# The problem:
Please work out how many lines in the entries below include the string "identifiers", and reply with the number alone.

# Record set:
PR #1576, opened 2025-08-27
EDM-1911: Implement JWT specific identity and organization provider

DakCrowder:
This change implements a new JWT identity and multi org support by pulling org info from passed token claims. Changes are architected so future additions for AAP or other sources of external organizational membership info for users can be added as pluggable org providers.

Organizations are setup to be supplied as JWT claims like so:
``` 
"organization": {
    "pinkcorp": {
      "id": "a6e97659-16a5-4b18-9d90-7fe88a744e2a"
    },
    "orangecorp": {
      "id": "7ca05aab-652c-46a4-aef5-1093e573865c"
    }
  }
```

  Added Functionality / Overview:

- Identity updates
  - Single common identity interface added and base identity added that all auth providers implement
  - New JWT based identity added that extends a base identity with JWT claim info
- Organization providers added
  - ExternalOrganizationProvider interface added for pluggable organization sources
  - Right now the only used provider knows how to pull out organization info from above token claims / identity
  - AAP / K8s / other providers can be added here in the future
- Organization resolver expanded
  - Moved from a simple resolver to an interface with (for now) two concrete implementations
  - External resolver combines cached organization lookup with external organization knowledge / mappings
  - Default resolver acts as a shim that provides user access to the default org
  - An important note is organization models are created on the fly as we see new org identifiers

## Summary by CodeRabbit

* **New Features**
  * Multi-organization support: org-aware resolution with a TTL-backed org cache; APIs and CLI now respect organization scope.

* **Security / Auth**
  * Per-instance authentication & authorization: token/identity handling updated, JWT-based membership checks, org-aware permission enforcement, health-check bypass option.

* **Documentation**
  * Expanded Organizations guide with scoping rules, token-claim format, and examples.

* **Refactor**
  * Organization resolution and identity wiring converted to dependency-injected components.

* **Tests**
  * Tests and test utilities updated to exercise multi-org flows and resolver injection.


internal/auth/auth.go
```diff
@@ -47,6 +51,10 @@ func GetAuthN() AuthNMiddleware {
 	return authN
 }
 
+func GetOrgProvider() providers.ExternalOrganizationProvider {
```
kkyrazis: Do we need this? If so, should can we set this up in a way that doesn't require us to synchronize the type of provider when building the Resolver and when initializing auth?

internal/org/resolvers/external.go
```diff
@@ -0,0 +1,154 @@
...
+func (r *ExternalResolver) IsMemberOf(ctx context.Context, identity common.Identity, id uuid.UUID) (bool, error) {
+	org, err := r.getOrg(ctx, id)
+	if err != nil {
+		return false, err
+	}
+
+	return r.externalOrgProvider.IsMemberOf(ctx, identity, org.ExternalID)
+}
+
+func (r *ExternalResolver) GetUserOrganizations(ctx context.Context, identity common.Identity) ([]*model.Organization, error) {
```
kkyrazis, line 65: I'm probably missing something, but I'm a little confused by the overall flow. It appears that external -> internal org mapping/creation is done in this call, but this is only referenced from `service.ListOrganizations`. If this isn't called, regular API requests will fail as the org doesn't exist in the store. How are we ensuring that List Organizations is called?

internal/auth/auth.go
DakCrowder: Unused - removed

internal/org/resolvers/external.go
DakCrowder: Yep good question.  Because the api only ingests **internal** org identifiers (the primary id UUIDs from the org model we control) via the org_id api param, how do users or our clients know which identifiers they can send?  They need to be requested via the list organizations call, and that call becomes almost like an entrypoint that the cli/ui will need to fetch that info.

I think some actions can be taken to reduce friction specifically in the cli /ui (maybe we do this request after login and set an org in context automatically, especially if a user only has access to one org) but when multi org is configured its a natural starting point since they scope effectively all the resources the api surfaces.

internal/auth/auth.go
```diff
@@ -107,11 +109,11 @@ func getOrgConfig(cfg *config.Config) *common.AuthOrganizationsConfig {
 	}
 }
 
-func initOIDCAuth(cfg *config.Config, log logrus.FieldLogger) error {
+func initOIDCAuth(cfg *config.Config, log logrus.FieldLogger, orgResolver resolvers.Resolver) error {
 	oidcUrl := strings.TrimSuffix(cfg.Auth.OIDC.OIDCAuthority, "/")
 	externalOidcUrl := strings.TrimSuffix(cfg.Auth.OIDC.ExternalOIDCAuthority, "/")
 	log.Infof("OIDC auth enabled: %s", oidcUrl)
-	authZ = NilAuth{}
+	authZ = authz.NewJWTAuthZ(orgResolver)
```
hexfusion: I haven’t looked deeply yet, but would it be simpler to construct the authz and pass it as a parameter instead of plumbing orgResolver? Have I mentioned how much I dislike globals? Is there really no other way? I understand you didn’t introduce it.

internal/auth/authn/aapgateway.go
```diff
@@ -102,13 +102,11 @@ func (AapGatewayAuth) GetAuthToken(r *http.Request) (string, error) {
...
+func (a AapGatewayAuth) GetIdentity(ctx context.Context, token string) (common.Identity, error) {
 	userInfo, err := a.loadUserInfo(token)
 	if err != nil {
 		return nil, fmt.Errorf("failed to get identity: %w", err)
 	}
 
-	return &common.Identity{
-		Username: userInfo.Username,
-	}, nil
+	return common.NewBaseIdentity(userInfo.Username, "", []string{}), nil
```
hexfusion, line 111: :+1:

internal/auth/authn/jwtverifier.go
```diff
@@ -58,17 +77,53 @@ func NewJWTAuth(oidcAuthority string, externalOIDCAuthority string, clientTlsCon
...
-	return err
+
+	parsedToken, err := jwt.Parse([]byte(token), jwt.WithKeySet(jwkSet), jwt.WithValidate(true))
+	if err != nil {
+		return nil, fmt.Errorf("failed to parse JWT token: %w", err)
+	}
+
+	identity := &JWTIdentity{
+		BaseIdentity: common.BaseIdentity{},
+	}
```
hexfusion: optional: since BaseIdentity is owned, you can do 

```suggestion
	identity := &JWTIdentity{}
```

internal/auth/authn/jwtverifier.go
```diff
@@ -58,17 +77,53 @@ func NewJWTAuth(oidcAuthority string, externalOIDCAuthority string, clientTlsCon
...
+	identity.parsedToken = parsedToken
+
+	if sub, exists := parsedToken.Get("sub"); exists {
+		if uid, ok := sub.(string); ok {
+			identity.SetUID(uid)
+		}
+	}
+
+	if preferredUsername, exists := parsedToken.Get("preferred_username"); exists {
```
hexfusion: nit: it's a good idea to move `preferred_username` to a const so I don't fat finger it next week.

internal/auth/common/common.go
```diff
@@ -31,18 +29,59 @@ type AuthOrganizationsConfig struct {
...
-	identityVal := ctx.Value(IdentityCtxKey)
+func GetIdentity(ctx context.Context) (Identity, error) {
+	identityVal := ctx.Value(consts.IdentityCtxKey)
 	if identityVal == nil {
 		return nil, fmt.Errorf("failed to get identity from context")
 	}
-	identity, ok := identityVal.(*Identity)
+	identity, ok := identityVal.(Identity)
 	if !ok {
 		return nil, fmt.Errorf("incorrect type of identity in context")
```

# Final answer:
2